Taking the Bad with the Good: A Network Approach to Credible Crowdsourcing

Chris Shughrue - January 23, 2020

At StreetCred, data quality depends on our community of players. Crowdsourced data enables us to see the world through the collective eyes of thousands of people spread across the globe, but it can also pose challenges. We’ve developed analytics to ensure that our game is fair and our data is reliable.

In this post, we’ll walk through how we leverage our global community as a first line of defense against malicious users and bad data. Thanks to the credibility network model we’ve developed, we can simultaneously validate place data, assess credibility of players, and identify bad actors.

Validation framework

We rely on players to provide a continuous pipeline of data about the places they map. Overlapping place data lets us validate the detailed attributes of each place, including its name, hours, and phone number.
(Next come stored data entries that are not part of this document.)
Issue #253, opened 2020-06-24
Transition to Swift


yvbeek:
### Introduction

When development on React-Native started, Objective-C was the primary languages for all iOS apps. On June 2, 2014, a little under a year before the first public release of React-Native, Apple's new programming language Swift was introduced to the world.

The first few versions of Swift were not ready for production apps. New releases often introduced code breaking changes and I think we all have "fond" memories of the Xcode SourceKit crashes and other stability issues.

Fast forward to March 2019, Swift 5 was introduced with ABI stability. Many developers have now adopted the language and Apple is pushing the language forward with a new Swift-only UI framework called SwiftUI. During WWDC 2020 we learn that parts of MacOS Big Sur (for example the new control center) are implemented with SwiftUI.

Clearly Objective-C is moving into the background and the path forward is Swift. My proposal for React-Native would be to start moving into the same direction. 

### Details

When you create a new React-Native project, you are greeted by an Objective-C project. With some work you can convert the `AppDelegate` and other classes to Swift and you'll have to figure out how to get the Podfile properly configured for Swift <=> Objective-C interoperability.

This isn't a great experience for new developers starting with React-Native, nor for developers that already have a native app written in Swift and that want to transition to a multi-platform React-Native app.

When it comes to device support, the first iOS version able to run Swift apps was iOS 7. The minimum requirement for React-Native nowadays is iOS 10, therefor Swift support is not a problem.

But why Swift? I think there could be a lot to gain from the safety features that are built right into the Swift language. Code written in Swift is often shorter and uses a modern syntax that reduces code complexity.

### Discussion points

- What are the specific Objective-C features that React-Native is using (things like macros)?
- What are up- and downsides of _slowly_ transitioning the codebase to Swift?
- What would be the best steps to move towards a Swift codebase (new files in Swift, patch code with extensions)?
- How can we make React-Native more accessible to Swift developers?
- How can we make it easier to create React-Native community packages in Swift?

(we could start a similar proposal for Android for Kotlin)

yvbeek:
Linking to [What don't you like about React-Native](https://github.com/react-native-community/discussions-and-proposals/issues/134#) => [Swift not being the default language for iOS](https://github.com/react-native-community/discussions-and-proposals/issues/134#issuecomment-501279947)
The comment is from June 2019 and at the time of writing has 212 upvotes

mrousavy:
For the record, in many cases Objective-C is still "faster" than Swift.

[...]

PR #747, opened 2023-12-14
Adding support for Swift / Moving away from Obj-C on Apple platforms

TheRogue76:
This proposal aims to define a possible design for how we can move away from Obj-C on Apple platforms, and what challenges we might face along the way and what needs to be done to get there. It is a continuation of the work setup by https://github.com/react-native-community/discussions-and-proposals/issues/253 and https://github.com/facebook/react-native/pull/41896 .

Please feel free to leave comments, edits and thoughts on this proposal as well as any challenges that you feel might block  such a change so we can define the scope of the work that might be needed and how / if we should go about doing this.

Special thanks to  @cipolleschi for the instructions on how to setup this RFC

### DIFF
--- a/proposals/0000-adding-support-for-swift.md
+++ b/proposals/0000-adding-support-for-swift.md
@@ -21,6 +21,54 @@ The motivation for this change is threefold:
 
 ## Detailed design
 
+### TODO: I am unaware of a lot of the internals of RN, so if anyone more aware than me can contribute, it is appreciated
+
+The general idea is that the code we have for Apple platforms should be consistent of three primary parts:
+- The Swift API layer that is in charge of the platform specific operations that can not be shared across other platforms (the View Delegate, the Scene Delegate, anything that has to do with Apple specific frameworks like UIKit)
+- The Shared C++ code that is platform agnostic and used by all React Native target platforms (Yoga, Hermes, the event handlers, the bridge (if applicable), etc)
+- The optional intermidery C++ code, with Swift specific annotations for certain APIs that help Swift interact with C++ in a more efficient and correct manner (To learn more, please refer to [Swift's documentation of interop with C++](https://www.swift.org/documentation/cxx-interop/#exposing-swift-apis-to-c) under "Customizing How C++ Maps to Swift")
+
+The third step is marked as optional. The idea is that the Swift compiler makes certain assumptions when interacting directly with the C++ modules that may not necessarily be correct (C++ types being imported as value types by default, for instance). But we can override those behaviours by explicitly marking certain sections with the annotations provided to us by <swift/bridging> (Marking things to be imported as reference types, Mapping getters and setters, etc)
+
+Much like our current setup with Obj-C, The Apple platform section of any new project template created will simply expose the Swift files for developers to extend and add functionalities to. The React Native APIs can be simply imported via a swift import and consumed by the Swift parts, giving us control over our API surface and hiding away any specific pieces that will not be needed on a day to day basis. Example:
+
+```swift
+import React
+
+@main
+class AppDelegate: RCTAppDelegate {
+    override func application(_ application: UIApplication, didFinishLaunchingWithOptions launchOptions: [UIApplication.LaunchOptionsKey: Any]?) -> Bool {
+        self.moduleName = "HelloWorld"
+        // You can add your custom initial props in the dictionary below.
+        // They will be passed down to the ViewController used by React Native.
+        self.initialProps = [:]
+
+        return super.application(application, didFinishLaunchingWithOptions: launchOptions)
+    }
+
+    override func sourceURL(for bridge: RCTBridge!) -> URL! {
+        return self.getBundleURL()
+    }
+
+    func getBundleURL() -> URL {
+        #if DEBUG
+        return RCTBundleURLProvider.sharedSettings().jsBundleURL(forBundleRoot: "index")
+        #else
+        return Bundle.main.url(forResource: "main", withExtension: "jsbundle")!
+        #endif
+    }
+
+    /// Native bits of functionality that users may extend and add on their own
+}
+```
+
+
+
+
+
+
+
+
 This is the bulk of the RFC. Explain the design in enough detail for somebody familiar with React Native to understand, and for somebody familiar with the implementation to implement. This should get into specifics and corner-cases, and include examples of how the feature is used. Any new terminology should be defined here.
 
 ## Drawbacks
--- a/proposals/0000-adding-support-for-swift.md
+++ b/proposals/0000-adding-support-for-swift.md
@@ -21,14 +21,14 @@ The motivation for this change is threefold:
 
 ## Detailed design
 
-### TODO: I am unaware of a lot of the internals of RN, so if anyone more aware than me can contribute, it is appreciated
+### TODO: I am unaware of a lot of the internals of RN, so if anyone more aware than me can contribute, it is appreciated.
 
-The general idea is that the code we have for Apple platforms should be consistent of three primary parts:
+The general idea is that the code we have for Apple platforms should be consistent of three primary parts by the end of this migration:
 - The Swift API layer that is in charge of the platform specific operations that can not be shared across other platforms (the View Delegate, the Scene Delegate, anything that has to do with Apple specific frameworks like UIKit)
 - The Shared C++ code that is platform agnostic and used by all React Native target platforms (Yoga, Hermes, the event handlers, the bridge (if applicable), etc)
 - The optional intermidery C++ code, with Swift specific annotations for certain APIs that help Swift interact with C++ in a more efficient and correct manner (To learn more, please refer to [Swift's documentation of interop with C++](https://www.swift.org/documentation/cxx-interop/#exposing-swift-apis-to-c) under "Customizing How C++ Maps to Swift")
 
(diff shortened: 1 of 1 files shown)


proposals/0000-adding-support-for-swift.md
```diff
@@ -0,0 +1,111 @@
...
+
+The biggest drawback can be boiled down to certain key elements:
+- It is a massive undertaking, that will likely take years to fully complete
+- The Swift API is not yet fully compatible with everything we will need on the C++ side of things
+- Libraries will need to update their documentation and probably some changes to their imports as well (ideally, the API should not change, unless it is related to the Platform specific side of things and the Swift implementation simplifies the existing API for them to consume) and as [previously established](https://github.com/react-native-community/discussions-and-proposals/issues/671) not all libraries adapt and maintainers may not update
+- Users will need to upgrade their templates and the libraries they use to Switch over
+
+## Alternatives
+
+### Leaving things as is
```
cipolleschi, line 75: There is another alternative: we can create a wrapper of Objective-C(++) around C++ pure code exposing APIs that are compatible with Swift.
This approach is a middle-ground that should:
- avoid a complete rewrite of some internals
- allow contributors to start using swift only
- work around current Swift/C++ interop limitations
- take much less time than the main approach

To achieve this, we should highlight which are all the APIs that could be useful for devs to be accessed in Swift (which is not a joke of a task)

proposals/0000-adding-support-for-swift.md
```diff
@@ -0,0 +1,111 @@
...
+
+## Unresolved questions
+
+- What other parts of the infra need to be changed for this transition to work?
+- How will this affect other targets such as React Native macOS, React Native visionOS, etc.?
+- Is our current separation of internals from the OSS template enough that we can simply change the template directly without any of the first four steps needed? (I managed to get a [test repo](https://github.com/TheRogue76/React-Native-Template-With-Swift) to work as a proof of concept with these changes, but I am not sure if that means that the app will work for all situations (new arch, bridge-less, etc.). I also submitted [a PR](https://github.com/facebook/react-native/pull/41896) to test out the current tests we had and those passed, but that might not be enough). And what about Expo? Will it continue to function if this change is done to the base template, or would it interfere with any of the work done on their side
```
cipolleschi, line 109: > Is our current separation of internals from the OSS template enough that we can simply change the template directly without any of the first four steps needed?

No, as explained in the PR, that's not enough.
We had to make sure that all the configurations work and that the flags are passed properly. 

Also, the AppDelegate is not the only API that users interface with. There are all the APIs related to create a Custom Module and a Custom Component.

proposals/0000-adding-support-for-swift.md
```diff
@@ -0,0 +1,111 @@
...
+
+This should be a pretty welcome step for the user base (and even the maintainers, if done correctly and without too many breaking changes). The docs for creating Native module will need to be updated to add support for Swift, and we can simply mention the change in React Native EU or similar conferences.
+
+The idea is to make it very un-noticeable to the vast majority of the user base who simply want to use the React side for creating their mobile applications, and the part of the community that is capable of creating native modules should simply feel like it is just another native Apple app that they can extend using whatever it is that they need (perhaps adding a watchOS target support for their app, or using CoreML or AppClips or making a SwiftUI based widget)
+
+It should be presented as React Native keeping up with changes and lowering the barrier of entry for all devs and that we are simply making part of the work that is duplicated across platforms easy to reuse, using the same tools that our industry is using and without sacrificing the experience.
+
+## Unresolved questions
+
+- What other parts of the infra need to be changed for this transition to work?
```
cipolleschi, line 107: Surely, we need to verify that
- Native/TurboModule APIs are compatible with Swift
- Native/Fabric Components APIs are compatible with Swift
- Codegen (for the New Arch) is compatible with Swift (and can generate Swift code)

proposals/0000-adding-support-for-swift.md
```diff
@@ -0,0 +1,111 @@
...
+- Updating React Native Helper to support people trying to migrate their templates from Obj-C to Swift
+- Updating the docs
+- Communicating with library maintainers if help is needed updating their documentation to support the setup for both Swift and Obj-C for older users
+- Rolling out a new version
+- Moving as much shared logic as possible to C++ and away from Obj-C, separating them as distinctly as possible while adding new features and capabilities and continuing to roll out new versions (**Users should not be affected, and ideally the Library maintainers should not be affected either**)
+- Beginning the transition from Obj-C to Swift from the tests in the internals (**No effect on users or library maintainers**)
+- Moving the rest of the modules one at a time from Obj-C to Swift (**Library maintainers may need to update, if they wish to take advantage of the newer APIs or if we break change an APIs signature, but ideally it should only be in the direction of making it easier to maintain libraries and better APIs**)
+- Updating CocoaPods infra
+- ? (Please add any more steps that come to mind, at the end or anywhere else in the list)
```
cipolleschi, line 95: There is an important step missing.
The New Architecture main language is C++ and it is all conatined in the `ReactCommon` folder.
Most of the code exposed from `ReactCommon` is not configured as a Clang Module. This would make impossible for that code to be consumed by Swift, as [documented here](https://www.swift.org/documentation/cxx-interop/#creating-a-clang-module)

cipolleschi (commented):
Hi @TheRogue76 Thanks for opening this RFC. I left some comments with more context.

To set expectations, our plans for next year are to double down on the New Architecture work. The final goal is to remove the old architecture (we don't have an estimate yet of when this will happen) but we will not have capacity to work on Swift support unfortunately.

As soon as the New Arch is out of the door and the old arch is deprecated, I hope we will have more bandwidth. It will also be easier as we won't have to support both architecture but we will be able to only focus on the New one.

proposals/0000-adding-support-for-swift.md
```diff
@@ -0,0 +1,111 @@
...
+- Obj-C is relatively hard to write and maintain for, and it is reflected by the [community](https://github.com/react-native-community/discussions-and-proposals/issues/104). Having a modern language that is more readable, more performant(in some cases) and [safer from certain class of errors](https://developer.apple.com/swift/#safety) means that users and library maintainers alike can produce better quality code and take advantage of the underlying platforms easier if they need it
+- As Swift evolves and becomes more feature rich, there is a possibility that Apple will begin to remove support for Obj-C in it's toolchain. The documentation for the various APIs that Apple provides may also be moved to simply having Swift as the supported language.
```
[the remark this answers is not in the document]
TheRogue76: Very true. Added a line to it under [21e7c3f](https://github.com/react-native-community/discussions-and-proposals/pull/747/commits/21e7c3f63aa0213a214744a31b12d5b0b681cef1)

proposals/0000-adding-support-for-swift.md
TheRogue76: Added under [d5c39ae](https://github.com/react-native-community/discussions-and-proposals/pull/747/commits/d5c39aea9f2196cbdcbf3f2a44d22d2baf149491). Could be a nice alternative. Wrote one con for it as well that comes to my mind regarding Toolchain depracation but perhaps it won't be that big of a problem

proposals/0000-adding-support-for-swift.md
TheRogue76: Removed under [6a05439](https://github.com/react-native-community/discussions-and-proposals/pull/747/commits/6a0543926e0f59ec507fe97e4cd97834aaa7efde).

proposals/0000-adding-support-for-swift.md
TheRogue76: Mentioned these as questions that need to be solved under [8ecb9db](https://github.com/react-native-community/discussions-and-proposals/pull/747/commits/8ecb9db79244b93ded0bebf0276d33f6115cc460).

proposals/0000-adding-support-for-swift.md
TheRogue76: Ah, that explains quite a bit. So would we need to configure them as Clang Modules? Is it even possible or would it have some other consequences on other parts of the code base?

cipolleschi: It is for sure possible.
It will require to write some modulemap files. If that's all it takes, it would not be breaking.
But my gut feeling tells me that we will have to also move some files around, specifically we should move the public headers to an `include` folder. And that would be breaking, unfortunately.

TheRogue76: Mentioned both the required action and the concern as steps we would need to take under [228b56d](https://github.com/react-native-community/discussions-and-proposals/pull/747/commits/228b56dbbd63f16a1da25d2122fabd32207c2e91)

mrousavy:
Not very constructive, but I just wanna say I really stand behind this RFC.

Objective-C (or actually Objective-C++) is really good when it comes to C++ interop, but that's about it. Swift is easier to read, much less code, simpler, memory is managed better, sometimes it's even faster (direct method call vs message send), and it ultimately invites more outside contributions.
I'm sure a lot of people are hesitant about reading RN Core code or contributing to it just because it's Objective-C. Swift is easier to understand for JS devs.

Expo uses Swift, [VisionCamera](https://github.com/mrousavy/react-native-vision-camera) uses Swift, and pretty much all modern iOS libs use Swift.

With that said, it's obviously a huge effort, and I fully agree that current efforts are best dedicated to new arch stuff.  That's where it starts to get tricky though because everything is in C++ now and Swift <> C++ interop is still very limited - no templates, not all default headers will work, and stuff like folly, jsi, or react headers will probably require intermediate bridging headers.

Which is an _okay_ workaround, but takes more time to write.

Each additional piece of data about a place paints a clearer picture of what’s going on.

By looking at this information as a network, we can simultaneously validate place data and players. Learning more about how people play over time helps us contextualize incoming data with what we know about the reliability of each player, based on their history and standing in the community. This is valuable because it enables us to more confidently reconcile disparate pieces of information.

Credibility network
Sample of StreetCred credibility network. Players (orange) are connected by overlapping data contributions (edges) to a common set of places (blue). We assess player credibility, estimate confidence in place data, and identify abusive users with probabilistic graphical models built on top of the network data.

Here we focus specifically on how our analysis of the credibility network and player reliability helps us identify malicious actors and bad data.

Place data confidence

For each attribute of a place (e.g., hours) our validation framework identifies the most likely value given every data point contributed. Our confidence in a particular value depends on the number of players who agree (or disagree) with the most likely value, as well as the historical reliability of those players.

Low confidence place
Hypothetical example of significant disagreement between two users for all attributes of a single place. Typical places average >80% agreement among attributes. Occasional disagreement is expected, but significant disagreement might indicate low quality data submissions.

We expect occasional disagreements due to typos and subjective differences (is Starbucks a cafe or a coffee shop?). But when players are doing their best, errors are relatively uncommon and essentially random. These errors do not significantly affect the average confidence in a place’s attributes because most attributes will agree with the consensus. Suspicious behavior is indicated by unusually low average confidence across the attributes of a place.

Player credibility

We also apply the logic from Place data confidence to evaluate the behavior of specific players over time. Players act as a check on each other. As their data contributions build up, overlapping observations lead to a more strongly interconnected credibility network.

Low confidence user
Example of a player who consistently contributes data that is checked and rejected (red) by other StreetCred players. When averaged across multiple places, the hypothetical player has a significantly lower credibility score than others in the network.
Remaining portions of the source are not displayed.